_Prompt:_ The answer should consist of all the records, copied exactly.

_Source information:_
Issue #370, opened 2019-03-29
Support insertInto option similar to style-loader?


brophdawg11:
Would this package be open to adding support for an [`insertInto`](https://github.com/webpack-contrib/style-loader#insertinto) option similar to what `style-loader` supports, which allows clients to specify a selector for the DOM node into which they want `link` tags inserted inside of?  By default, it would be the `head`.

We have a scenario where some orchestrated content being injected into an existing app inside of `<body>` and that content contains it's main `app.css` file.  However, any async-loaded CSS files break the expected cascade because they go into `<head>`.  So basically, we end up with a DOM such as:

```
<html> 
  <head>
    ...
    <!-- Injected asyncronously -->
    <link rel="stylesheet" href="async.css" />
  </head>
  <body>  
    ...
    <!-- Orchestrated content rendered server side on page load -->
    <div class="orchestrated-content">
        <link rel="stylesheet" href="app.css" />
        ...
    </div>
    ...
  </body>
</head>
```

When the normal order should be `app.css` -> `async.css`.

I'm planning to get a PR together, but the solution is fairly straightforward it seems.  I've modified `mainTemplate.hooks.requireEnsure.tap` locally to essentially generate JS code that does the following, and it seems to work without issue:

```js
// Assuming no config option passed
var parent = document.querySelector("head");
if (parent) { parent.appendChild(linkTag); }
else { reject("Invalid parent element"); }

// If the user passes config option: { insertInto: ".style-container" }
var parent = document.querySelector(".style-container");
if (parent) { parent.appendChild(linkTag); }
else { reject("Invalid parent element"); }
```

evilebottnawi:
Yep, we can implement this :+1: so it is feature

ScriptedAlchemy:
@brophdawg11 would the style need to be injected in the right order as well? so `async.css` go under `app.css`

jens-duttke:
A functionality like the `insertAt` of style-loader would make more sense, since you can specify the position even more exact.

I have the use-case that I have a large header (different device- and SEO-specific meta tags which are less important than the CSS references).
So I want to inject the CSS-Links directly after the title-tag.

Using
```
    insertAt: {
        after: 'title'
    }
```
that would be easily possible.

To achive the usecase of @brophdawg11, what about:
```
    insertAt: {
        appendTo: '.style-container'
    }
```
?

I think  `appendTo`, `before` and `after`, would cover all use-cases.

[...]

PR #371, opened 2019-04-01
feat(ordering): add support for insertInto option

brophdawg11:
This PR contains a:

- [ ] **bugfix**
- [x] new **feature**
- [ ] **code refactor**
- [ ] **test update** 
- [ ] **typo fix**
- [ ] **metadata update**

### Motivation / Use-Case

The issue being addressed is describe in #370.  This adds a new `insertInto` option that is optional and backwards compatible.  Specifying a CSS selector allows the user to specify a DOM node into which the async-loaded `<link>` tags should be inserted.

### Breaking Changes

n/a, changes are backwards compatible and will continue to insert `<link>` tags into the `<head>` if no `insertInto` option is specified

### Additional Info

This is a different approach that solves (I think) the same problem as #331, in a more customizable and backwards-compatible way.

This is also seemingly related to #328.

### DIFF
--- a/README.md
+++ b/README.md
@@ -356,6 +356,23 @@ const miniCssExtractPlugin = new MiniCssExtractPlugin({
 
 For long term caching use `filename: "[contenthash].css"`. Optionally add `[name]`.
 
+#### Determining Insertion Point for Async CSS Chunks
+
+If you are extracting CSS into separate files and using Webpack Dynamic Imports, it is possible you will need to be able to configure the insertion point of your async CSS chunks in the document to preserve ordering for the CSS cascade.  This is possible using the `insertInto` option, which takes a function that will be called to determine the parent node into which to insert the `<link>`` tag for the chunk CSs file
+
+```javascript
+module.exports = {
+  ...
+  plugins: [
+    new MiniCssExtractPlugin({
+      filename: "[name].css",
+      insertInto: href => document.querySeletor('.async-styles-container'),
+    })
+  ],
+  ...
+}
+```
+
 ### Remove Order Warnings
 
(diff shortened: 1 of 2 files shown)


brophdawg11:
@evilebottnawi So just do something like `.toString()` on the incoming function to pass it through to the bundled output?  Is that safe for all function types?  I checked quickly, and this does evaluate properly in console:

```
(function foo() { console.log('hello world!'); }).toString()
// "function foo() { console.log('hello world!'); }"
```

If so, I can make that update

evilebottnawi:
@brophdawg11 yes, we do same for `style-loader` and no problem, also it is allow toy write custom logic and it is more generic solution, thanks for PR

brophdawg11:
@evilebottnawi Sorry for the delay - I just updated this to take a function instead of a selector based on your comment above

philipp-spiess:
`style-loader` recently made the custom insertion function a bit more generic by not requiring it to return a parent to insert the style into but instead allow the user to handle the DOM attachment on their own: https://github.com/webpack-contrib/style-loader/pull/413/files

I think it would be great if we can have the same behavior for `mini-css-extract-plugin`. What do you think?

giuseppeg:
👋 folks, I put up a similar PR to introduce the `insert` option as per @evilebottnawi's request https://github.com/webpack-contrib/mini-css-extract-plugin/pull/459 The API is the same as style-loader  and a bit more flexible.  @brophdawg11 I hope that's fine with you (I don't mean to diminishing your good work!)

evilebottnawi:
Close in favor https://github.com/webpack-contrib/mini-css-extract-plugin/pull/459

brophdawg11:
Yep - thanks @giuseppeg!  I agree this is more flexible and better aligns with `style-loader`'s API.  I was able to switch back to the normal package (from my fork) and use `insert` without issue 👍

_The completed task:_
Issue #370, opened 2019-03-29
Support insertInto option similar to style-loader?


brophdawg11:
Would this package be open to adding support for an [`insertInto`](https://github.com/webpack-contrib/style-loader#insertinto) option similar to what `style-loader` supports, which allows clients to specify a selector for the DOM node into which they want `link` tags inserted inside of?  By default, it would be the `head`.

We have a scenario where some orchestrated content being injected into an existing app inside of `<body>` and that content contains it's main `app.css` file.  However, any async-loaded CSS files break the expected cascade because they go into `<head>`.  So basically, we end up with a DOM such as:

```
<html> 
  <head>
    ...
    <!-- Injected asyncronously -->
    <link rel="stylesheet" href="async.css" />
  </head>
  <body>  
    ...
    <!-- Orchestrated content rendered server side on page load -->
    <div class="orchestrated-content">
        <link rel="stylesheet" href="app.css" />
        ...
    </div>
    ...
  </body>
</head>
```

When the normal order should be `app.css` -> `async.css`.

I'm planning to get a PR together, but the solution is fairly straightforward it seems.  I've modified `mainTemplate.hooks.requireEnsure.tap` locally to essentially generate JS code that does the following, and it seems to work without issue:

```js
// Assuming no config option passed
var parent = document.querySelector("head");
if (parent) { parent.appendChild(linkTag); }
else { reject("Invalid parent element"); }

// If the user passes config option: { insertInto: ".style-container" }
var parent = document.querySelector(".style-container");
if (parent) { parent.appendChild(linkTag); }
else { reject("Invalid parent element"); }
```

evilebottnawi:
Yep, we can implement this :+1: so it is feature

ScriptedAlchemy:
@brophdawg11 would the style need to be injected in the right order as well? so `async.css` go under `app.css`

jens-duttke:
A functionality like the `insertAt` of style-loader would make more sense, since you can specify the position even more exact.

I have the use-case that I have a large header (different device- and SEO-specific meta tags which are less important than the CSS references).
So I want to inject the CSS-Links directly after the title-tag.

Using
```
    insertAt: {
        after: 'title'
    }
```
that would be easily possible.

To achive the usecase of @brophdawg11, what about:
```
    insertAt: {
        appendTo: '.style-container'
    }
```
?

I think  `appendTo`, `before` and `after`, would cover all use-cases.

[...]

PR #371, opened 2019-04-01
feat(ordering): add support for insertInto option

brophdawg11:
This PR contains a:

- [ ] **bugfix**
- [x] new **feature**
- [ ] **code refactor**
- [ ] **test update** 
- [ ] **typo fix**
- [ ] **metadata update**

### Motivation / Use-Case

The issue being addressed is describe in #370.  This adds a new `insertInto` option that is optional and backwards compatible.  Specifying a CSS selector allows the user to specify a DOM node into which the async-loaded `<link>` tags should be inserted.

### Breaking Changes

n/a, changes are backwards compatible and will continue to insert `<link>` tags into the `<head>` if no `insertInto` option is specified

### Additional Info

This is a different approach that solves (I think) the same problem as #331, in a more customizable and backwards-compatible way.

This is also seemingly related to #328.

### DIFF
--- a/README.md
+++ b/README.md
@@ -356,6 +356,23 @@ const miniCssExtractPlugin = new MiniCssExtractPlugin({
 
 For long term caching use `filename: "[contenthash].css"`. Optionally add `[name]`.
 
+#### Determining Insertion Point for Async CSS Chunks
+
+If you are extracting CSS into separate files and using Webpack Dynamic Imports, it is possible you will need to be able to configure the insertion point of your async CSS chunks in the document to preserve ordering for the CSS cascade.  This is possible using the `insertInto` option, which takes a function that will be called to determine the parent node into which to insert the `<link>`` tag for the chunk CSs file
+
+```javascript
+module.exports = {
+  ...
+  plugins: [
+    new MiniCssExtractPlugin({
+      filename: "[name].css",
+      insertInto: href => document.querySeletor('.async-styles-container'),
+    })
+  ],
+  ...
+}
+```
+
 ### Remove Order Warnings
 
(diff shortened: 1 of 2 files shown)


brophdawg11:
@evilebottnawi So just do something like `.toString()` on the incoming function to pass it through to the bundled output?  Is that safe for all function types?  I checked quickly, and this does evaluate properly in console:

```
(function foo() { console.log('hello world!'); }).toString()
// "function foo() { console.log('hello world!'); }"
```

If so, I can make that update

evilebottnawi:
@brophdawg11 yes, we do same for `style-loader` and no problem, also it is allow toy write custom logic and it is more generic solution, thanks for PR

brophdawg11:
@evilebottnawi Sorry for the delay - I just updated this to take a function instead of a selector based on your comment above

philipp-spiess:
`style-loader` recently made the custom insertion function a bit more generic by not requiring it to return a parent to insert the style into but instead allow the user to handle the DOM attachment on their own: https://github.com/webpack-contrib/style-loader/pull/413/files

I think it would be great if we can have the same behavior for `mini-css-extract-plugin`. What do you think?

giuseppeg:
👋 folks, I put up a similar PR to introduce the `insert` option as per @evilebottnawi's request https://github.com/webpack-contrib/mini-css-extract-plugin/pull/459 The API is the same as style-loader  and a bit more flexible.  @brophdawg11 I hope that's fine with you (I don't mean to diminishing your good work!)

evilebottnawi:
Close in favor https://github.com/webpack-contrib/mini-css-extract-plugin/pull/459

brophdawg11:
Yep - thanks @giuseppeg!  I agree this is more flexible and better aligns with `style-loader`'s API.  I was able to switch back to the normal package (from my fork) and use `insert` without issue 👍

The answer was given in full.